Much of the reluctance to adopt variable pricing stems from formidable concerns about the costs of administering and policing price differentiation across movies. Such differentiation may present a challenge to the industry, but it should neither be confused with, nor should it supersede, price differentiation across show times. Practical obstacles to variable pricing across movies, if such exist, cannot explain why movies are priced uniformly on weekdays and weekends and throughout the year. Thus, those who remain skeptic of the viability of price differentiation across movies, should still accept the view regarding the likely profitability and viability of non-uniform prices along the show-time dimension (150).

Another idea for how to vary ticket prices is by reducing the price every week or so. A criticism of this idea raised in the Atlantic is that “[y]ou can’t consistently cut prices after a successful opening weekend. If people knew that ticket prices would fall after a big opening, many more would wait until the second or third weekend to see it, which would, ironically, destroy the meaning of opening weekends.” I think this claim is mostly true, but it may not be the case for event movies. I remember a few years ago my math teacher was talking about if movie prices should be nonuniform and asked the class how many of us would be willing to pay $25 to see the latest Harry Potter film on opening day. Around a quarter of the class raised their hands. Therefore, theaters could potentially raise prices to very high amounts early on for event movies, and later the price could become the same as other movies. This way everyone who doesn’t want to pay extra would pay the same price as they would if all prices were equal, and the theater would make more money.

will we continue to see uniform ticket prices in the future?

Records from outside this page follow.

PR #990, opened 2023-01-03
Update year in test to fix new year bug

rmccar:
Bug fix for functional tests Confirmation Question Within A Repeating Section now that the year is 2023. If the year in the test is longer than 15 years from the current date then the dob question will not route to the confirmation question once answered which breaks the test. The discussion on whether this should be a dynamic number has not come up with another solution and any solution to create the date dynamically could cause the test to be flakey.

### How to review 
Test now passes

### Checklist

### DIFF
--- a/app/translations/messages.pot
+++ b/app/translations/messages.pot
@@ -1,14 +1,14 @@
 # Translations template for PROJECT.
-# Copyright (C) 2022 ORGANIZATION
+# Copyright (C) 2023 ORGANIZATION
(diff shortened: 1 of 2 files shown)


rmccar:
[Bug: Functional test failing on year change](https://trello.com/c/wBVY9u79/5524-bug-functional-test-failing-on-year-change)

petechd (approved):

berroar (approved):

PR #998, opened 2023-01-12
Add BEIS-NI theme

rmccar:
Add BEIS-NI logos and add themes and tests for them

Also:
- Updates `mastheadLogo` and `mastheadLogoMobile` var names to `masthead_logo` and `masthead_logo_mobile` to conform with other var naming
- Updates DS version which fixes a bug where we need to provide a mobile version of the logo (in this case we don't need to because we cant to also use the regular logo for mobile)
- Update NI finance logo name to conform with BEIS name

### How to review 
Test new schema look as expected with new logos

### Checklist


rmccar:
[Create runner theme for NI BEIS](https://trello.com/c/ODxARf77/5533-create-runner-theme-for-ni-beis)

app/survey_config/__init__.py
```diff
@@ -22,6 +23,7 @@
     "BusinessSurveyConfig",
     "NorthernIrelandBusinessSurveyConfig",
     "BEISBusinessSurveyConfig",
+    "NIBEISBusinessSurveyConfig",
```
berroar, line 26: I know this is just copying the others, but now that there are more of these does it make sense to append `BusinessSurveyConfig` to all of these?  Might be clearer without it i.e just `NIBEIS`? Not sure what others think though. Also we now have a mismatch between `NI` and `NorthernIreland`

rmccar: With the NI bit do you think `NIBEISBusinessSurveyConfig` should be called `NorthernIrelandBEISBusinessSurveyConfig`? I just thought that was a bit long. Could change `NorthernIrelandBusinessSurveyConfig` to `NIBusinessSurveyConfig` though?

As for the `BusinessSurveyConfig` bit Im happy to reduce it to `SurveyConfig` or even `config`? I think removing it completely would make it a bit less clear what was being used here

berroar: Personally I'm fine with NI for these

MebinAbraham: I think you should flip them so it is `BEISNI` to match `CensusNisra`

rmccar: Done the NI stuff 👍

MebinAbraham (commented):
According to the Git viewer, it says the SVG is not valid https://raw.githubusercontent.com/ONSdigital/eq-questionnaire-runner/add-nibeis-theme/templates/assets/images/beis-ni-logo.svg

I ran it through a [SVG Viewer](https://www.svgviewer.dev/) which also says it has error.

MebinAbraham:
> > According to the Git viewer, it says the SVG is not valid [`add-nibeis-theme`/templates/assets/images/beis-ni-logo.svg (raw)](https://raw.githubusercontent.com/ONSdigital/eq-questionnaire-runner/add-nibeis-theme/templates/assets/images/beis-ni-logo.svg)
> > I ran it through a [SVG Viewer](https://www.svgviewer.dev/) which also says it has error.
> 
> Yeah its because its 2 svgs in one file. I can look into sorting that out but it does work like this when used

It essentially comes out as an error. Seems like we misusing it?. Could this possibly cause issues for screen reader or will the alt tags work as expected for both logos. It seems to render fine in runner but multiple other things fails to do so. How do we know it will work in all the browsers we need to support.

rmccar:
> 

Its just 2 svgs in one svg file, the way we use the file is just to read the html out of it and pass that to the component not use the file itself so it doesnt really matter. But I could possibly see if I can find a way of either combining the svgs in one file, reading 2 files in runner or making a change to the DS to allow for 2 logos

rmccar:
> > > According to the Git viewer, it says the SVG is not valid [`add-nibeis-theme`/templates/assets/images/beis-ni-logo.svg (raw)](https://raw.githubusercontent.com/ONSdigital/eq-questionnaire-runner/add-nibeis-theme/templates/assets/images/beis-ni-logo.svg)
> > > I ran it through a [SVG Viewer](https://www.svgviewer.dev/) which also says it has error.
> > 
> > 
> > Yeah its because its 2 svgs in one file. I can look into sorting that out but it does work like this when used
> 
> It essentially comes out as an error. Seems like we misusing it?. Could this possibly cause issues for screen reader or will the alt tags work as expected for both logos. It seems to render fine in runner but multiple other things fails to do so. How do we know it will work in all the browsers we need to support. Does the DS potentially need to support multiple SVGs?

Its just 2 svgs in one svg file, the way we use the file is just to read the html out of it and pass that to the component not use the file itself so it doesnt really matter. But I could possibly see if I can find a way of either combining the svgs in one file, reading 2 files in runner or making a change to the DS to allow for 2 logos

rmccar:
> > > > > According to the Git viewer, it says the SVG is not valid [`add-nibeis-theme`/templates/assets/images/beis-ni-logo.svg (raw)](https://raw.githubusercontent.com/ONSdigital/eq-questionnaire-runner/add-nibeis-theme/templates/assets/images/beis-ni-logo.svg)
> > > > > I ran it through a [SVG Viewer](https://www.svgviewer.dev/) which also says it has error.
> > > > 
> > > > 
> > > > Yeah its because its 2 svgs in one file. I can look into sorting that out but it does work like this when used
> > > 
> > > 
> > > It essentially comes out as an error. Seems like we misusing it?. Could this possibly cause issues for screen reader or will the alt tags work as expected for both logos. It seems to render fine in runner but multiple other things fails to do so. How do we know it will work in all the browsers we need to support. Does the DS potentially need to support multiple SVGs?
> > 
> > 
> > Its just 2 svgs in one svg file, the way we use the file is just to read the html out of it and pass that to the component not use the file itself so it doesnt really matter. But I could possibly see if I can find a way of either combining the svgs in one file, reading 2 files in runner or making a change to the DS to allow for 2 logos
> 
> In that case given we have both logos already, just concatenate it in code and remove the new file added?.

Done

scripts/run_validator.sh
```diff
@@ -1,3 +1,3 @@
 #!/usr/bin/env bash
-tag=latest
+tag=add-nibeis-theme
```

MebinAbraham (approved):

Yuyuutsu (approved):

berroar (approved):

PR #1001, opened 2023-01-18
Calculated Summary only show answers on the path

berroar:

Updates Calculated Summaries so that only answers on the path are displayed. 

This means we will no longer need skip conditions routing to multiple calculated summaries as can be seen in the original `test_calculated_summary` schema. The change applies to both the [new calculated summary format](https://github.com/ONSdigital/eq-questionnaire-runner/pull/965) and the original calculated summary format.

Adds support for cross section dependencies i.e. piping a calculated summary value from one section into another.

### How to review 

Check that the calculated summary schemas that have been updated still behave in the same way:

`test_calculated_summary`, `test_new_calcualted_summary`, `test_new_calcualted_summary_repeating_section`, `test_new_routing_and_skipping_section_dependencies_calculated_summary.json`

Test cross section dependencies with: `test_new_calculated_summary_cross_section_dependencies` and `test_new_calculated_summary_cross_section_dependencies_repeating`

Additional tests have been added to cover scenarios where editing answers leads to new answers on the path that effect the total of a calculated summary.

### Checklist


berroar:
[Refactor Calculated Summary: Only show answers on the path](https://trello.com/c/abxCKQeE/5497-refactor-calculated-summary-only-show-answers-on-the-path)

app/views/handlers/content.py
```diff
@@ -23,7 +23,9 @@ def rendered_block(self):
         ) or self._get_content_title(transformed_block)
         self._set_page_title(content_page_title)
         return self.placeholder_renderer.render(
-            transformed_block, self._current_location.list_item_id
+            transformed_block,
```
petechd, line 26: Since you use named attributes when you invoke this method in `list_collector_block.py` I would suggest using named attributes here as well.

app/views/handlers/question.py
```diff
@@ -73,7 +75,9 @@ def rendered_block(self):
 
         self._set_page_title(page_title)
         rendered_question = self.placeholder_renderer.render(
-            transformed_block["question"], self._current_location.list_item_id
+            transformed_block["question"],
```
petechd, line 78: Same as my comment above, do what you did in list collector block, keyword attributes?

app/questionnaire/placeholder_renderer.py
```diff
@@ -99,7 +104,10 @@ def render_placeholder(
         return formatted_placeholder_data
 
     def render(
-        self, dict_to_render: Mapping[str, Any], list_item_id: Optional[str]
+        self,
+        dict_to_render: Mapping[str, Any],
```
petechd, line 108:
```suggestion
        self,
        *,
        dict_to_render: Mapping[str, Any],
```
Enforce named attributes?

app/questionnaire/placeholder_renderer.py
```diff
@@ -108,7 +116,9 @@ def render(
         pointers = find_pointers_containing(dict_to_render, "placeholders")
 
         for pointer in pointers:
-            rendered_text = self.render_pointer(dict_to_render, pointer, list_item_id)
+            rendered_text = self.render_pointer(
```
petechd, line 119: Worth adding and enforcing named attributes in `render_pointer` as there is four of them now, but not a blocker.

tests/integration/questionnaire/test_questionnaire_calculated_summary.py
```diff
@@ -48,31 +48,27 @@ def _complete_calculated_summary_path_no_skip(self):
...
         self._complete_calculated_summary_path_with_skip()
-        self.assertInBody("Skipped Fourth")
         self.assertInBody(
             "We calculate the total of currency values entered to be £80.00"
         )
 
     def test_calculated_summary_no_skip(self):
         self.launchSurvey("test_calculated_summary")
         self._complete_calculated_summary_path_no_skip()
-        self.assertNotInBody("Skipped Fourth")
```
petechd, line 59: Instead of removing this shouldn't we check that `"Fourth answer label"` is in body now?

app/questionnaire/value_source_resolver.py
```diff
@@ -144,6 +145,7 @@ def _resolve_calculated_summary_value_source(
             self.metadata,
             self.response_metadata,
             location=self.location,
+            routing_path_block_ids=self.routing_path_block_ids,
         )
 
         return evaluate_calculated_summary.evaluate(calculation["operation"])  # type: ignore
```
petechd, line 151: We probably need a comment here explaining type ignore.

app/views/handlers/content.py
berroar: Updated this 👍

app/views/handlers/question.py
berroar: Updated 👍

app/questionnaire/placeholder_renderer.py
berroar: Enforcing now and updated in relevant calls 👍

tests/integration/questionnaire/test_questionnaire_calculated_summary.py
berroar: Not sure we necessarily need this as it is really just testing the total which is only correct if the fourth is skipped?

app/questionnaire/placeholder_renderer.py
berroar: Enforcing this one as well now 👍

ONS-Guilhem-Forey (approved):
Had a good look and it makes sense to me! Also tested a few schemas locally and LGTM 👍

app/forms/questionnaire_form.py
```diff
@@ -449,6 +449,7 @@ def get_answer_fields(
     metadata: Optional[MetadataProxy],
     response_metadata: Mapping[str, Any],
     location: Union[Location, RelationshipLocation, None],
+    routing_path_block_ids: Optional[tuple] = None,
```
MebinAbraham, line 452: Optional Iterable/Sequence of strings?.

app/questionnaire/placeholder_renderer.py
```diff
@@ -39,13 +39,17 @@ def __init__(
 
     def render_pointer(
         self,
+        *,
         dict_to_render: Mapping[str, Any],
         pointer_to_render: str,
         list_item_id: Optional[str],
+        routing_path_block_ids: Optional[tuple] = None,
```
MebinAbraham, line 46: This shouldn't be passed to pointer, this should be on the object itself.

app/questionnaire/placeholder_renderer.py
```diff
@@ -39,13 +39,17 @@ def __init__(
...
     ) -> str:
         pointer_data = resolve_pointer(dict_to_render, pointer_to_render)
 
-        return self.render_placeholder(pointer_data, list_item_id)
+        return self.render_placeholder(
+            pointer_data, list_item_id, routing_path_block_ids
```
MebinAbraham, line 51: Same as above.

app/questionnaire/placeholder_renderer.py
```diff
@@ -65,6 +69,7 @@ def render_placeholder(
         self,
         placeholder_data: MutableMapping[str, Any],
         list_item_id: Optional[str],
+        routing_path_block_ids: Optional[tuple] = None,
```
MebinAbraham, line 72: Same as above.

app/questionnaire/placeholder_renderer.py
```diff
@@ -99,7 +105,11 @@ def render_placeholder(
         return formatted_placeholder_data
 
     def render(
-        self, dict_to_render: Mapping[str, Any], list_item_id: Optional[str]
+        self,
+        *,
+        dict_to_render: Mapping[str, Any],
+        list_item_id: Optional[str],
+        routing_path_block_ids: Optional[tuple] = None,
```
MebinAbraham, line 112: Same as above.

app/questionnaire/rules/rule_evaluator.py
```diff
@@ -29,7 +29,7 @@ class RuleEvaluator:
     metadata: Optional[MetadataProxy]
     response_metadata: Mapping
     location: Union[None, Location, RelationshipLocation]
-    routing_path_block_ids: Optional[list] = None
+    routing_path_block_ids: Union[Optional[tuple], list[str]] = None
```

We may not. According to ABC News, Steven Spielberg recently said, “You’re going to have to pay $25 to see the next ‘Ironman.’  And you’re probably only going to have to pay $7 to see ‘Lincoln,'” suggesting future high-budget films will cost more to see than lower-budget ones.

have movie tickets become more expensive over the years?

Photo from The New York Times.

Yes and no. As the graph to the side from a New York Times article shows, movie prices have indeed increased in recent years. However, the article also states that “Patrick Corcoran, the director of media and research for the National Association of Theatre Owners, points out that a ticket purchased for the average price of $1.65 in 1971 would cost $9.20 today — higher than the actual industry average, if adjusted according to the general inflation rate.”